The ADVANCE trial is an international multicenter study of 11,140 people with type 2 diabetes who were randomized to treatment with a fixed combination of perindopril and indapamide or matching placebo, in addition to current therapy.104 The primary end points were composites of major macrovascular and microvascular events, defined as death from CV disease, nonfatal stroke or nonfatal myocardial infarction, and new or worsening renal or diabetic eye disease, and analysis was by intention to treat. After a mean of 4.3 years of follow-up, the relative risk of a major macrovascular or microvascular event was reduced by 9% (P=.04). The separate reductions in macrovascular and microvascular events were similar but were not independently significant. The relative risk of death from CV disease was reduced by 18% (P=.03) and death from any cause was reduced by 14% (P=.03). There was no evidence that the effects of the study treatment differed by initial BP level or concomitant use of other treatments at baseline. While ADVANCE showed a benefit on mortality and macrovascular events, ACCORD did not.92 As with the nephropathy data, the reasons for this discrepancy are not yet apparent.
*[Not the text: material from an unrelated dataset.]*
Issue #308, opened 2022-08-25
[Rolling upgrade] Create and deploy contract for synchronizing versions


j1010001:
In order to synchronise EN version switchover, as described in a [design document](https://www.notion.so/dapperlabs/Execution-Nodes-rolling-updates-4a3984b868c24e3fb00e1c0d40857d8e?d=02e6681621724dd3a543ad9b1568a680#98da50ac701346e6b105f85ca5f95767) height to version map is to be stored as part of service account, and thus available to every node in an uniform manner.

It is not yet known whether the ACE/ARB combination will provide any greater CV benefit as the data from the diabetic subgroup are not yet available from ONTARGET. TRANSCEND, which studied candidates eligible for ONTARGET who were intolerant to ACE inhibitors, also has a large diabetic subgroup from whom the data are not yet available.
A potential challenge in demonstrating a CV benefit of RAAS blockade in diabetes is that it may need to be initiated very early, to block the effects of the angry fat, and be of long duration to prevent the end-organ damage in the heart. Nonetheless, once heart failure is present, RAAS inhibition clearly has an impact on multiple CV outcomes, whether the person has diabetes mellitus or not.105 The argument for early RAAS blockade to prevent the development of heart failure is well grounded in animal data. The aging mouse model has been used to demonstrate that chronic RAAS inhibition reduces cardiac fibrosis, which would then help to prevent the diastolic dysfunction that progresses to heart failure.106 This effect is likely mediated both through inhibition of the local and circulating RAAS. An overactive cardiac RAAS promotes heart remodeling through the development of left ventricular hypertrophy (LVH) and myocardial fibrosis and leads to an increase in perivascular inflammation that is associated with worsening of the myocardial fibrosis.107 Increased activity of the circulating RAAS, such as that promoted by the angry fat, contributes to the development of volume overload and vasoconstriction, with consequent increases in left ventricular diastolic filling pressures and increased stress on the stiff heart.108,109 Despite the clearly beneficial effects of RAAS blockade on the underlying pathophysiology, the clinical trial data do not yet show the expected benefits on CV outcomes. Thus, many questions remain as we work to determine a clinical strategy for optimal RAAS blockade. The fact that none of our current therapies provide complete RAAS inhibition raises the possibility that the addition of a DRI to the currently utilized combinations may have further benefit.110 Studies are ongoing to test this strategy.